Добраться до своих, если бы даже Аполлонов мог идти сам, было немыслимо — это Быков понимал. Да и где они теперь, свои-то? А неподалеку лежало село, хоть и занятое врагом, но ведь там же свои, русские люди. Не оставят в беде, надо только дать о себе знать… И решил он пока держаться этих мест. Море рядом, на чужое — свое. Оно вместе с лесом и подкормит, и надежду какую-то таит в себе, и жить рядом с ним намного покойней…
— Ты послушай, послушай, — сказал Аполлонов, затаив дыхание. — Слышишь, весла чмокают по воде?
— Поглядеть надо. Ты, Аполлоша, полежи тихонько, а я пойду. — Подумав, что Аполлонов, может, и прав — все же радист, слух у него лучше, да и с потерей зрения человек обычно острее слышит, — Быков выскользнул из шалаша.
И сразу же — аж сердце захолонуло! — метрах в двухстах левее увидел шлюпку, пристававшую между валунами, и в ней — трех человек. Затаившись в кустах, Быков наблюдал, как приплывшие переносили в заросли большой рюкзак, бачок, небольшой чемодан, весла, прятали шлюпку, заводя ее за валуны. И по тому, как осторожно, крадучись делали эту работу, было понятно — люди они здесь чужие.
«Богатые соседи, — определил Быков, — в бачке, должно, вода, в рюкзаке — продукты. — У него даже лиловые пятна пошли перед глазами — так голод мучил и пить хотелось. — Но откуда они взялись? Свои ведь, не немцы, сразу видать…» Однако Быков не спешил, выдерживал себя, важно было понять еще и другое: что у них на уме?
Он внимательно следил за голым по пояс человеком, который с немецким автоматом в руке пробирался между камнями, приближаясь к могиле лейтенанта Федосеева. Вот он добрался до нее, оглядел, присев на корточки, и, озираясь по сторонам, быстро вернулся к шлюпке, где его дожидались рыжий бородатый парень с пистолетом и, что больше всего удивило Быкова и окончательно привело в недоумение, девушка.
Около часа Быков пролежал в кустах, не решаясь дать знать о себе, пока из приглушенных, доносящихся до него фраз не убедился окончательно, что незнакомцы пристали сюда случайно, где находятся — не знают и пока не решили, что делать дальше. Но, судя по всему, задерживаться надолго не собираются. Быков встревожился: уйдут и унесут все с собой. Хоть бы для Аполлонова что-нибудь достать. Самую малость. Нельзя упустить такой случай. Не могут же они не помочь… И, отбросив всякую осторожность, боясь только одного — чтобы эти люди не ушли, он потихоньку крикнул, придав как можно больше тепла своему голосу:
— Эй, землячки, здорово! С прибытием вас!

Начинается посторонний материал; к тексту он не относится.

PR #1344, opened 2024-11-07
feat(graphqlmetrics): implement more efficient batching of clickhouse entries

Noroth:
- **fix: implement batching behavior for the metrics service**
- **chore: add environment config for batch processor**
- **chore: use worker pool for processing**
- **chore: improve batch processor logging**

## Motivation and Context

Clickhouse works better with bigger batches. Currently for each request that is sent to the metrics endpoints, the provided data would be sent to Clickhouse directly. 

Instead of doing that, the requests should be collected for a certain amount of time and then sent as a bigger chunk.


graphqlmetrics/config/config.go
```diff
@@ -35,6 +35,10 @@ type Config struct {
 	IsPrometheusEnabled  bool   `default:"false" envconfig:"PROMETHEUS_ENABLED"`
 	PrometheusListenAddr string `default:"127.0.0.1:8088" envconfig:"PROMETHEUS_LISTEN_ADDR"`
 	PrometheusPath       string `default:"/metrics" envconfig:"PROMETHEUS_PATH"`
+
+	MaxCostThreshold        int           `default:"10000" envconfig:"MAX_COST_THRESHOLD"`
```
StarpTech, line 39: Please prefix the environment variables to understand that they belong together.

graphqlmetrics/cmd/main.go
```diff
@@ -149,7 +156,7 @@ func main() {
 	wg.Add(1)
 	go func() {
 		defer wg.Done()
-		ms.Shutdown(cfg.ShutdownDelay)
```
StarpTech, line 152: Why did you remove it?

graphqlmetrics/pkg/batch/processor.go
```diff
@@ -0,0 +1,180 @@
...
+// receiveElement receives a batch of buffer adds them to the buffer.
+// If the buffer is full, the batch processing will be invoked.
+func (p *Processor[T]) receiveElement(element T) {
+	p.buffer = append(p.buffer, element)
+
+	if p.costFunc != nil {
+		p.currentBufferCost += p.costFunc(element)
+	}
+
+	p.logger.Debug("current buffer cost", zap.Int("currentCost", p.currentBufferCost))
```
StarpTech, line 171: Please use snake_case everywhere.

graphqlmetrics/core/metrics_service.go
```diff
@@ -33,355 +43,377 @@ type MetricsService struct {
...
+		)
+	})
+
+	return nil
 }
 
-func (s *MetricsService) Shutdown(deadline time.Duration) {
-	s.pool.StopAndWaitFor(deadline)
+// calculateRequestCost the total number of entries of metrics batch.
+func calculateRequestCost(item SchemaUsageRequestItem) int {
```
StarpTech, line 411: Please add a unit test for this.

graphqlmetrics/pkg/batch/processor.go
```diff
@@ -0,0 +1,180 @@
...
+		p.receiveElement(batch)
+	}
+
+	p.logger.Info("processing remaining items in the buffer", zap.Int("buffer_size", len(p.buffer)))
+	if len(p.buffer) > 0 {
+		p.process()
+	}
+}
+
+func (p *Processor[T]) canAcceptBatch() bool {
```
StarpTech, line 140: How does it determine that the processor is ready to accept when it always return true?

graphqlmetrics/pkg/batch/processor.go
```diff
@@ -0,0 +1,180 @@
...
+		case <-ticker.C:
+			p.logger.Debug("interval completed - processing batch")
+			p.process()
+		case element := <-p.queue:
+			p.logger.Debug("receiving element from queue",
+				zap.Any("element", element),
+				zap.Int("queue_size", len(p.queue)),
+			)
+
+			p.receiveElement(element)
```
StarpTech, line 109: You did not reset the timer after we have sent a batch.

StarpTech (changes requested):

graphqlmetrics/pkg/batch/processor.go
Noroth: the metrics_server wasn't using `snake_case` that's why I followed the existing naming. I will update everything

graphqlmetrics/cmd/main.go
Noroth: Initially I removed the pool and wanted to ensure to process everything in the batch processor. It does make sense to have a timeout here. I will re-add it.

graphqlmetrics/pkg/batch/processor.go
StarpTech: Thank you

graphqlmetrics/pkg/batch/processor.go
StarpTech: I got it. It used to block new requests on shutdown.

StarpTech (approved):
LGTM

Тот, что с автоматом, рысью метнулся за валун, бородач и девушка кинулись к шлюпке.
— Да что вы? Свои же! — опять потихоньку крикнул из укрытия Быков. — Пушки-то уберите, вот чудаки!
Щелкнул пистолетный выстрел в ответ, пуля вжикнула у Быкова над самым затылком. Обозлившись, он нащупал под рукой камень, швырнул его, давая этим понять и о своей обиде, и о том, что у него нет оружия.
— Вы что, спятили?! — выкрикнул с досадой. — Шуму, черти, наделаете.
— Выходи! — Ствол автомата за валуном угрожающе шевельнулся.
— Кто вы?
— Может, сам представишься? Шкипер, не стреляй!
— Из местных, — отозвался Быков.
— Ну а мы, значит, в гости к вам. Примете?
— Если с добром.
— Со злом в гости не ходят. Берег-то чей?
— Это как поглядеть… Да убери ты автомат! — Быков увидел: ствол опустился, приглашая подойти. Вышел из кустов и уже открыто направился к шлюпке.
И пока он шел, помятый, взъерошенный, заросший недельной щетиной, осторожно ступая босыми ногами по гальке — сапоги в воде сбросил, когда плыли к берегу, спасая командира и себя, — они, все трое — Ратников, Маша и шкипер, — приглядывались к нему, прощупывали его недоверчивыми взглядами, прикидывая, чего можно ожидать от этой встречи.